As both kids went off to college at the UW, Rosie remained in the family, parked in the driveway. When my wife went to get a new car in 2002, the amount they offered us for a trade-in on Rosie was, I thought, insulting, so we decided to keep Rosie and “deal on the invoice” as the car folks used to say. I gave Rosie plenty of loving attention, after all the years of service she’d given in family trips to Chicago and Hortonville, hauling brush to the dumpsite, getting groceries, and then becoming “the kids’ car” that sat in the driveway, off to the side, so my wife and I could get in and out of the garage without moving Rosie every time.
No matter what we asked of Rosie, she delivered. Even when she was just sitting and waiting to be driven.
Her low horsepower, front wheel drive, and narrow tires were perfect for battling heavy snow, and there were many snowy mornings over the years 2002- 2006 that I left the Caddy (and its sucessors) in the garage and took Rosie to work at 2:45 AM, long before the county plows went to work on the Beltline. We replaced a water pump and timing belt at some point; replaced the exhaust system; had ignition work done; but other than that, Rosie cost us little but gas, oil, and insurance.
After our daughter graduated from the UW, we gave Rosie to her. Our son did not like Rosie, and when we offered her to him, he said he would just sell her or trade her in – a concept we couldn’t live with. He wound up buying a nice 2000 Chevy Impala, which he still drives!
Rosie left home and went to live with our daughter in 2006. She got our daughter safely to and from work at Meriter Hospital, and then at UW Hospital for many years, and transported her to and from the nice apartment she and her BFF Breanna rented in McFarland. But then one warm spring day in 2009, our daughter called and said Rosie was not behaving well.

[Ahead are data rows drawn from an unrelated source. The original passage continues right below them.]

PR #1069, opened 2022-05-23
Add type to result / simplify it

xzilja:
- Add `request<T>` to type response data
- Only return result not error

### DIFF
--- a/packages/client/src/controllers/engine.ts
+++ b/packages/client/src/controllers/engine.ts
@@ -13,6 +13,7 @@ import {
 import { FIVE_MINUTES } from "@walletconnect/time";
 import {
   IEngine,
+  EngineTypes,
   IEngineEvents,
   RelayerTypes,
   EnginePrivate,
@@ -46,7 +47,6 @@ import {
   isExpired,
   isUndefined,
 } from "@walletconnect/utils";
-import { JsonRpcResult } from "@walletconnect/jsonrpc-types";
 
 export class Engine extends IEngine {
   private events: IEngineEvents = new EventEmmiter();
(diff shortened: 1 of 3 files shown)


packages/types/src/engine.ts
```diff
@@ -34,7 +34,7 @@ export declare namespace EngineTypes {
     pairing_ping: { error?: ErrorResponse };
     session_delete: { error?: ErrorResponse };
     pairing_delete: { error?: ErrorResponse };
-    session_request: { error?: ErrorResponse; response?: JsonRpcResponse };
+    session_request: { error?: ErrorResponse; result?: JsonRpcResult };
```
pedrouid, line 37: This should be any

pedrouid:
```suggestion
    session_request: { error?: ErrorResponse; result?: any };
```

packages/client/src/controllers/engine.ts
```diff
@@ -778,7 +775,7 @@ export class Engine extends IEngine {
   ) => {
     const { id } = payload;
     if (isJsonRpcResult(payload)) {
-      this.events.emit(engineEvent("session_request", id), { response: payload });
+      this.events.emit(engineEvent("session_request", id), { result: payload });
```
pedrouid:
```suggestion
      this.events.emit(engineEvent("session_request", id), { result: payload.result });
```

packages/types/src/engine.ts
```diff
@@ -308,7 +308,7 @@ export abstract class IEngine {
 
   public abstract extend(params: EngineTypes.ExtendParams): EngineTypes.AcknowledgedPromise;
 
-  public abstract request(params: EngineTypes.RequestParams): Promise<JsonRpcResponse>;
+  public abstract request<T>(params: EngineTypes.RequestParams): Promise<JsonRpcResult<T>>;
```
pedrouid:
```suggestion
  public abstract request<T>(params: EngineTypes.RequestParams): Promise<T>;
```

pedrouid (changes requested):

PR #1074, opened 2022-05-24
Rename @walletconnect/client to @walletconnect/sign-client

pedrouid:
Rename all references to Client to SignClient as either a Class, variable prefix or constant


xzilja (approved):
Massive work 👏 One question, will `@walletconnect/types` (and similar) change to `@walletconnect/sign-types`? Or not at this stage?

bkrem (approved):

pedrouid:
> Massive work 👏 One question, will `@walletconnect/types` (and similar) change to `@walletconnect/sign-types`? Or not at this stage?

Not at this stage but definitely could use better type management

PR #1080, opened 2022-05-25
proposals expiry

pedrouid:


xzilja (approved):
looks goof 👍 the only thing I'd change (if possible) is allow to pass both id or number to expirer (as key or as part of params) and handle all `formatTopicTarget` / `formatIdTarget` logic in there. Mostly to reduce complexity in the engine.

packages/sign-client/src/controllers/engine.ts
```diff
@@ -760,13 +783,19 @@ export class Engine extends IEngine {
...
     this.client.expirer.on(EXPIRER_EVENTS.expired, async (event: ExpirerTypes.Expiration) => {
-      const { topic } = event;
-      if (this.client.session.keys.includes(topic)) {
-        await this.deleteSession(topic);
-        this.client.events.emit("session_expire", { topic });
-      } else if (this.client.pairing.keys.includes(topic)) {
-        await this.deletePairing(topic);
-        this.client.events.emit("pairing_expire", { topic });
+      const [type, value] = event.target.split(":");
+      if (type === "topic" && typeof value === "string") {
```
bkrem, line 787: Not a huge fan of having two levels of separate `if/else` branching here, but we can address this at a later point to expedite this for now.

packages/sign-client/src/controllers/engine.ts
```diff
@@ -760,13 +783,19 @@ export class Engine extends IEngine {
...
+        const topic = value;
+        if (this.client.session.keys.includes(topic)) {
+          await this.deleteSession(topic);
+          this.client.events.emit("session_expire", { topic });
+        } else if (this.client.pairing.keys.includes(topic)) {
+          await this.deletePairing(topic);
+          this.client.events.emit("pairing_expire", { topic });
+        }
+      } else if (type === "id" && typeof value === "number") {
```
bkrem, line 796: Do we need to check the fall through case here (i.e. if it matched neither `if` nor `else if` for some reason)?

bkrem (approved):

I said “bring her over and we’ll take a look at her”. The test-drive was terrifying – at any speed above about 30 miles an hour, Rosie wobbled like a drunk and was very hard to steer. I had a mechanic look at her, and the diagnosis was fatal: cost of repair would far exceed the value of the vehicle, to the point where it was time to put Rosie to sleep. Ball joints, tie rods, struts – a long list of things which had to be replaced. She had pretty serious body cancer by then; the air conditioner had given out quite a while ago; the tires were in need of replacement; add it all up, and it was a death sentence. At that time, Rosie had about 161,000 hard-earned miles on the odometer.
So, the next day, driving on “surface streets only”, my daughter brought Rosie home for one last time; we drove Rosie to the huge Zimbrick dealership just off the Beltline, and picked out a nice, safe, low-miles Buick Regal to replace Rosie, and as part of the deal, the guys at Zimbrick said they would “dispose” of Rosie.
Rosie is gone, but will never be forgotten. She was a good girl!